Estimates from the Department of Labor indicate that the pace of re-employment is slowing. Monthly increases in nonfarm payrolls fell for the third straight month, to 661,000 in September from nearly 1.5 million in August, and the unemployment rate decreased to 7.9%.
The official unemployment rate understates what we call the pandemic unemployment rate, which we put at 9.2%.
But that decline masks the significant pain felt by the millions who have exhausted unemployment insurance and are now classified as not looking for work. For this reason, the official unemployment rate in our estimation noticeably understates what we call the pandemic unemployment rate, which we estimate is 9.2%.
This recession is like no other – an pandemic-induced economic shock that forced 65 million people to file for unemployment insurance over the past 31 weeks.
The shutdown pushed the U.S. headline unemployment rate – also known as the U-3 unemployment rate – to nearly 15% in April, and that receded to September’s 7.9% rate. But that figure might not be the best indication of the damage being done to the labor force and the economy. The U-6 underemployment rate – which includes people who are part-timers and are otherwise marginally attached to the labor force – reached more than 22% in April before receding to 12.8% in September.
Because of the abnormal, off-the-chart changes in employment during the shutdown – pre-pandemic payroll changes hovered around 185,000 per month – the slowdown in re-employment might best be illustrated in the figure below. We show the number of months that payroll employment has been in decline over the past year.
Monthly payrolls clearly decrease during recessions. Conversely, increases in payrolls occur as the economic recovery picks up steam and then the mean reverts around an average of six increases and decreases per year during periods of stable growth.
The economists Jason Furman and Wilson Powell of Harvard University have suggested that September’s 7.9% U-3 unemployment rate might be understating the level of joblessness because of the impact of the pandemic on labor force participation and the classification of the unemployed.

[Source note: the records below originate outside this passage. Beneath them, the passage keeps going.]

PR #503, opened 2021-08-16
Properly open live streams before playback if necessary

jdlayman:
Previously the media source resolver did not check whether a media source required opening. Now, the media resolver appropriately opens the live stream for a media source, when required.

Even after the recent changes in fc05f2a5f104757438c77a861b098abc4da87fb0, the app still wouldn't open LiveTV for me using a HDHR Connect Duo. I took a peek at the web client, and realized that the app wasn't checking to see whether the media source had the requiresOpening flag set. Adding the code from my PR seems to resolve things for me.

_Note: my expertise is C and not Kotlin, so let me know if you have any feedback/recommendations. I'm not as fluent with the functional languages._

### DIFF
--- a/app/src/main/java/org/jellyfin/mobile/player/source/MediaSourceResolver.kt
+++ b/app/src/main/java/org/jellyfin/mobile/player/source/MediaSourceResolver.kt
@@ -34,6 +34,7 @@ class MediaSourceResolver(
                     audioStreamIndex = audioStreamIndex,
                     subtitleStreamIndex = subtitleStreamIndex,
                     maxStreamingBitrate = /* 1 GB/s */ 1_000_000_000,
+                    autoOpenLiveStream = true,
                 ),
             )
 


app/src/main/java/org/jellyfin/mobile/player/source/MediaSourceResolver.kt
```diff
@@ -36,10 +37,30 @@ class MediaSourceResolver(
...
+                                audioStreamIndex = audioStreamIndex,
+                                subtitleStreamIndex = subtitleStreamIndex,
+                                maxStreamingBitrate = /* 1 GB/s */ 1_000_000_000,
+                            )
+                        )
+                        liveStreamResponse.mediaSource ?: return Result.failure(PlayerException.UnsupportedContent())
+                    }
+                    null -> return Result.failure(PlayerException.UnsupportedContent())
+                }
+            }
```
Maxr1998, line 63: I'd replace the let call with an extra variable and use an if instead of when (just keep the null check as is).

Like so:
```kotlin
            val source = response.mediaSources?.let { sources ->
                sources.find { source -> source.id?.toUUIDOrNull() == itemId } ?: sources.firstOrNull()
            } ?: return Result.failure(PlayerException.UnsupportedContent())

            if (source.requiresOpening) {
                val liveStreamResponse by mediaInfoApi.openLiveStream(
                     data = OpenLiveStreamDto(
                         openToken = source.openToken,
                         itemId = itemId,
                         userId = apiClient.userId,
                         playSessionId = response.playSessionId,
                         deviceProfile = deviceProfile,
                         startTimeTicks = startTimeTicks,
                         audioStreamIndex = audioStreamIndex,
                         subtitleStreamIndex = subtitleStreamIndex,
                         maxStreamingBitrate = /* 1 GB/s */ 1_000_000_000,
                     )
                )

                liveStreamResponse.mediaSource ?: Result.failure(PlayerException.UnsupportedContent())
            } else {
                source
            }
```

Maybe even extract the code in the if block into another (private) function.

Maxr1998 (changes requested):
Good catch! We might also want to close the media source when the livestream stops.

app/src/main/java/org/jellyfin/mobile/player/source/MediaSourceResolver.kt
jdlayman: Good call on suggestions. I will make the edits and take a look at closing the stream this evening.

Maxr1998: Regarding the closing: you could add a `requiresClosing` boolean flag to the constructor of the JellyfinMediaSource and process it in the PlayerViewModel.

The open/close methods could maybe be moved into the source class too, not sure if that works though.

jdlayman: I did some more investigation this evening, and I found a more elegant solution. Adding `autoOpenLiveStream = true` to the PlaybackInfoDto for the original playback info request accomplishes the same thing server side (see: [MediaInfoController.cs](https://github.com/jellyfin/jellyfin/blob/ea7c7ea48c49750c182bf1f2c9a2496c5297aa8f/Jellyfin.Api/Controllers/MediaInfoController.cs#L200)). Additionally, while reading through the server code, it seems like the server tracks how many consumers are active and closes the live stream itself when there are no more active players. I confirmed via logs that this occurs as expected.

The only downside I could see with this approach would be if the app was resolving media sources well before playing them (for example, when adding them to a queue). However, I found that even when items are queued, the media is not resolved until they become active.

I updated my branch to reflect the changes above. I've tested them locally and they work for me.

app/src/main/java/org/jellyfin/mobile/player/source/MediaSourceResolver.kt
```diff
@@ -34,6 +34,7 @@ class MediaSourceResolver(
                     audioStreamIndex = audioStreamIndex,
                     subtitleStreamIndex = subtitleStreamIndex,
                     maxStreamingBitrate = /* 1 GB/s */ 1_000_000_000,
+                    autoOpenLiveStream = true
```
Maxr1998, line 37: Please use trailing commas when possible.
```suggestion
                    autoOpenLiveStream = true,
```

Maxr1998 (changes requested):
The `autoOpenLivestream` attribute was a good idea, didn't know that existed. I still wonder whether closing the live stream might be necessary after playback ends. Could you check if there are any remaining processes after playback with this patch?

app/src/main/java/org/jellyfin/mobile/player/source/MediaSourceResolver.kt
jdlayman: Thanks for the quick review. I added the comma as requested.

Additionally, I looked at processes on both Android and the server to confirm there are no orphaned processes after video stops. I also confirmed the tuner no longer has any active sessions.

The following log items appear in my server log, which validates the code I saw in the repository last night. As you can see, once the app notifies the server that playback has stopped, the server determines the consumer count is zero and performs the necessary cleanup of the SharedHttpStream with the tuner and cancels/deletes the transcoding session.

> [2021-08-18 01:01:06.901 +00:00] [INF] [11] Emby.Server.Implementations.Session.SessionManager: Playback stopped reported by app "Jellyfin Android" "0.0.0-dev.1" playing "KSHB-TV". Stopped at "18165" ms
[2021-08-18 01:01:06.907 +00:00] [INF] [38] Emby.Server.Implementations.Library.MediaSourceManager: Live stream "native_686b312d3504901ba64fed43701d1733_9219b79e0dbf2b42af414df829c1f675" consumer count is now 0
[2021-08-18 01:01:06.907 +00:00] [INF] [38] Emby.Server.Implementations.Library.MediaSourceManager: Closing live stream "a17c75760a04e99b68cf766e11316e1c_09efa0d56b934a82adec00a87b837fb0_native_686b312d3504901ba64fed43701d1733_9219b79e0dbf2b42af414df829c1f675"
[2021-08-18 01:01:06.907 +00:00] [INF] [38] Emby.Server.Implementations.LiveTv.TunerHosts.HdHomerun.HdHomerunHost: Closing "SharedHttpStream"
[2021-08-18 01:01:06.907 +00:00] [INF] [38] Emby.Server.Implementations.Library.MediaSourceManager: Live stream "a17c75760a04e99b68cf766e11316e1c_09efa0d56b934a82adec00a87b837fb0_native_686b312d3504901ba64fed43701d1733_9219b79e0dbf2b42af414df829c1f675" closed successfully
[2021-08-18 01:01:07.220 +00:00] [INF] [22] Emby.Server.Implementations.LiveTv.TunerHosts.HdHomerun.HdHomerunHost: Copying of "SharedHttpStream" to "/config/transcodes/e75e9b1e6025408bb7245eb5aacb31c0.ts" was canceled
[2021-08-18 01:01:07.221 +00:00] [INF] [22] Emby.Server.Implementations.LiveTv.TunerHosts.HdHomerun.HdHomerunHost: Deleting temp files ["/config/transcodes/e75e9b1e6025408bb7245eb5aacb31c0.ts"]
[2021-08-18 01:01:17.691 +00:00] [INF] [35] Jellyfin.Api.Helpers.TranscodingJobHelper: Transcoding kill timer stopped for JobId "8554f07b8e234f84b35683592e405f7d" PlaySessionId "bb5fb5c834044d7f9b571f2582e4ae8a". Killing transcoding
[2021-08-18 01:01:17.692 +00:00] [INF] [35] Jellyfin.Api.Helpers.TranscodingJobHelper: Stopping ffmpeg process with q command for "/config/transcodes/c7e30cf6f09a787f455aea00a0661fc7.m3u8"
[2021-08-18 01:01:22.692 +00:00] [INF] [35] Jellyfin.Api.Helpers.TranscodingJobHelper: Killing FFmpeg process for "/config/transcodes/c7e30cf6f09a787f455aea00a0661fc7.m3u8"
[2021-08-18 01:01:22.692 +00:00] [INF] [35] Jellyfin.Api.Helpers.TranscodingJobHelper: Deleting partial stream file(s) "/config/transcodes/c7e30cf6f09a787f455aea00a0661fc7.m3u8"
[2021-08-18 01:01:22.703 +00:00] [ERR] [22] Jellyfin.Api.Helpers.TranscodingJobHelper: FFmpeg exited with code 137

Maxr1998 (approved):

PR #509, opened 2021-08-23
Also build app bundle for Google Play in CI

Maxr1998:


nielsvanvelzen:
I'd prefer keeping a flat file structure in repo.jellyfin.org. Easier to maintain and it doesn't make sense since the other files are already in a flat structure (non-signed release, debug version).

Maxr1998:
I just thought it might be confusing for users. But in a way having both signed and unsigned is already confusing, so..

nielsvanvelzen:
Users that would be confused by repo.jellyfin.org or the GitHub release page should just use Google Play / Amazon Appstore / F-Droid.

h1dden-da3m0n:
Interesting, so GPlay needs yet another bundle type :roll_eyes: .
Anyway, based on the PR title I initially thought that you modified the CI to auto publish to GPlay (AFAIK that would be possible too?)

The changes LGTM

Maxr1998:
Well, Google Play doesn't strictly *need* them, but since we're using Play App Signing already anyway, we can also migrate to bundles and save a few bytes when users download the app.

We have taken Furman’s and Powell’s cue and have come up with revised estimates of U-3 unemployment that can be quickly reported after labor department releases on “jobs day,” the first Friday of each month.
In our analysis, shown in the figure below, we adjust the number of unemployed by including the increase in people who are “not in the labor force but want a job” relative to same month before the pandemic. The pandemic unemployment rate jumps to 9.2% of the adjusted labor force.
Alternatively, we have included another estimate that shows that even under the best of circumstances – in which all employees who are on temporary layoffs are recalled back to work – the unemployment rate remains at 7.6%, which is only slightly better than the current 7.9% unemployment rate.
This suggests that increases in payroll employment should be tempered by the work remaining before the labor force is back to normal. In the end, it’s another indication of the deep scarring in the domestic labor market.